[Stored data entries]
***
PR #719, opened 2021-02-19
Fix badges in branch

AndrewLister-STFC:
Touches up badges before submitting build to pypi, so that versions are fixed.

I'm not sure we'll be able to do the same for the badges that show up on the docs though as RTD pulls the tagged commit so I can't intercept it before it goes.


tyronerees (approved):
Looks good

PR #720, opened 2021-02-23
Add script and docs for preparing releases

AndrewLister-STFC:
I've made a script to ensure tagging is done consistently and added docs around the release process.

Please check the docs make sense and feel free to check the script works (although you may have to undo the 2 commits it will make!)


docs/source/contributors/workflow.rst
```diff
@@ -94,3 +94,42 @@ the PR that this being backported separately.
 
 If you encounter problems with cherry picking into release branch please
 don't hesitate to speak to an experienced member of the FitBenchmarking team.
+
+
+================
+Create a release
```
tyronerees, line 100:
```suggestion
Creating a release
```

docs/source/contributors/workflow.rst
```diff
@@ -94,3 +94,42 @@ the PR that this being backported separately.
...
+================
+In order to create a new release for FitBenchmarking, there are a few manual steps.
+These have been streamlined as much as possible.
+
+First checkout the branch to create the release from.
```
tyronerees, line 105:
```suggestion
First checkout the branch to create the release from.  Releases should only be made from a `release-x-x` branch, not a development branch or master.
```

tyronerees: I can't think of a reason why we'd not do this -- can you?  We should probably enforce this in the script.

docs/source/contributors/workflow.rst
```diff
@@ -94,3 +94,42 @@ the PR that this being backported separately.
...
+
+From the root of the repo run the "ci/prep_and_tag_release.sh" script with the new version number.
+The version number will be rejected if it is not of the expected form.
+We expect a "v" followed by the major, minor, and patch numbers,
+and an optional numbered label to mark the type of release.
+
+Possible lables are:
```
tyronerees, line 112:
```suggestion
Possible labels are:
```

docs/source/contributors/workflow.rst
```diff
@@ -94,3 +94,42 @@ the PR that this being backported separately.
...
+ - -beta (release for testing)
+ - -rc (release candidate)
+ - -dev (release of a development version)
+
```
tyronerees, line 116: I know we have these three already, but do we need them?  What's the difference between `dev` and `beta`, for example?

docs/source/contributors/workflow.rst
```diff
@@ -94,3 +94,42 @@ the PR that this being backported separately.
...
+and revert the change in a second commit so that the links point back to the latest versions.
+
+These commits will need to be pushed to github.
+
+Finally, you will need to create a release on github.
+This can be done by navigating to the releases page, selecting new release
+and typing in the tag that was given to the release
+(it should tell you the tag exists at this point!).
+
+E.g For a first beta version of release 0.1.0. One would run:
```
tyronerees, line 127:
```suggestion
For example, For a first beta version of release 0.1.0, one would run:
```

tyronerees (changes requested):
I can't think of a reason why a release wouldn't be made from the branch `release-??`, so I think it's probably worth checking for that in the script.  It's very easy to run stuff from a feature branch by accident, which may cause a few headaches.

Otherwise looks good to me -- I've just made a few minor suggestions on the wordings in the docs.

docs/source/contributors/workflow.rst
AndrewLister-STFC: I agree, might as well check.

docs/source/contributors/workflow.rst
AndrewLister-STFC: I was just listing what we already had... Maybe we'd want a `dev` if someone requested a bleeding edge feature and we weren't near a `beta`? We can probably remove this until we need it.

docs/source/contributors/workflow.rst
```diff
@@ -94,3 +94,42 @@ the PR that this being backported separately.
...
+
+From the root of the repo run the "ci/prep_and_tag_release.sh" script with the new version number.
+The version number will be rejected if it is not of the expected form.
+We expect a "v" followed by the major, minor, and patch numbers,
+and an optional numbered label to mark the type of release.
+
+Possible labels are:
+ - -beta (release for testing)
+ - -rc (release candidate)
+ - -dev (release of a development version)
```
AndrewLister-STFC, line 115:
```suggestion
```

tyronerees (approved):
all looks good

Issue #690, opened 2020-12-08
Support iminuit 2.0


AndrewLister-STFC:
**Is your feature request related to a problem? Please describe.**
iminuit recently released version 2.0.
This introduced breaking changes when moving from 1.x to 2.x, documented [here](https://iminuit.readthedocs.io/en/stable/changelog.html).

**Describe the solution you'd like**
We should move to iminuit 2.0, and raise an exception when the wrong iminuit is installed.

**Describe alternatives you've considered**
We could support both, although this seems like it will be extra overhead for little gain.

PR #724, opened 2021-03-02
690 support iminuit 2.0

jess-farmer:
#### Description of Work

Modify minuit_controller to add support for the iminuit 2.x series, see [here](https://iminuit.readthedocs.io/en/stable/changelog.html) for more details on changes between 1.x and 2.x.

Raise an exception when wrong version of iminuit (<2) is installed

Fixes [#690](https://github.com/fitbenchmarking/fitbenchmarking/issues/690)

#### Testing Instructions

1. Try running benchmark problems with minuit minimizer with both iminuit 1.x and iminuit 2.x


fitbenchmarking/controllers/minuit_controller.py
```diff
@@ -5,6 +5,7 @@
 http://iminuit.readthedocs.org
 """
 from iminuit import Minuit
+import iminuit
```
AndrewLister-STFC, line 8: I think we should only use 1 import style, we should either import just `Minuit` and `__version__` as iminuit_version or something sensible, or import iminuit and use `iminuit.Minuit`

fitbenchmarking/controllers/minuit_controller.py
```diff
@@ -24,6 +25,11 @@ def __init__(self, cost_func):
                 :class:`~fitbenchmarking.cost_func.base_cost_func.CostFunc`
 
         """
+
+        if int(iminuit.__version__[:1]) < 2:
+            raise Exception("iminuit version " + iminuit.__version__ +
```
AndrewLister-STFC, line 30: Where possible I'd advise against using the raw `Exception`, we have some more specific ones in `utils/exceptions.py` and if none of those fit we should make a new one.

AndrewLister-STFC (changes requested):
Looks good to me, just 2 minor points, tests should be running (bar the regression tests) now too!

AndrewLister-STFC (approved):
Looks good to me.

PR #725, opened 2021-03-02
Add cmake to docker for iminuit2.x

AndrewLister-STFC:
#### Description of Work

For the new iminuit, we need cmake in the basic docker


AndrewLister-STFC:
I've pushed the change to dockerhub already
***
» **WHAT NEEDS TO BE DONE**: Copy every line above that includes the string "good".

» **EXERCISE RESULT**:
Looks good
Otherwise looks good to me -- I've just made a few minor suggestions on the wordings in the docs.
all looks good
Looks good to me, just 2 minor points, tests should be running (bar the regression tests) now too!
Looks good to me.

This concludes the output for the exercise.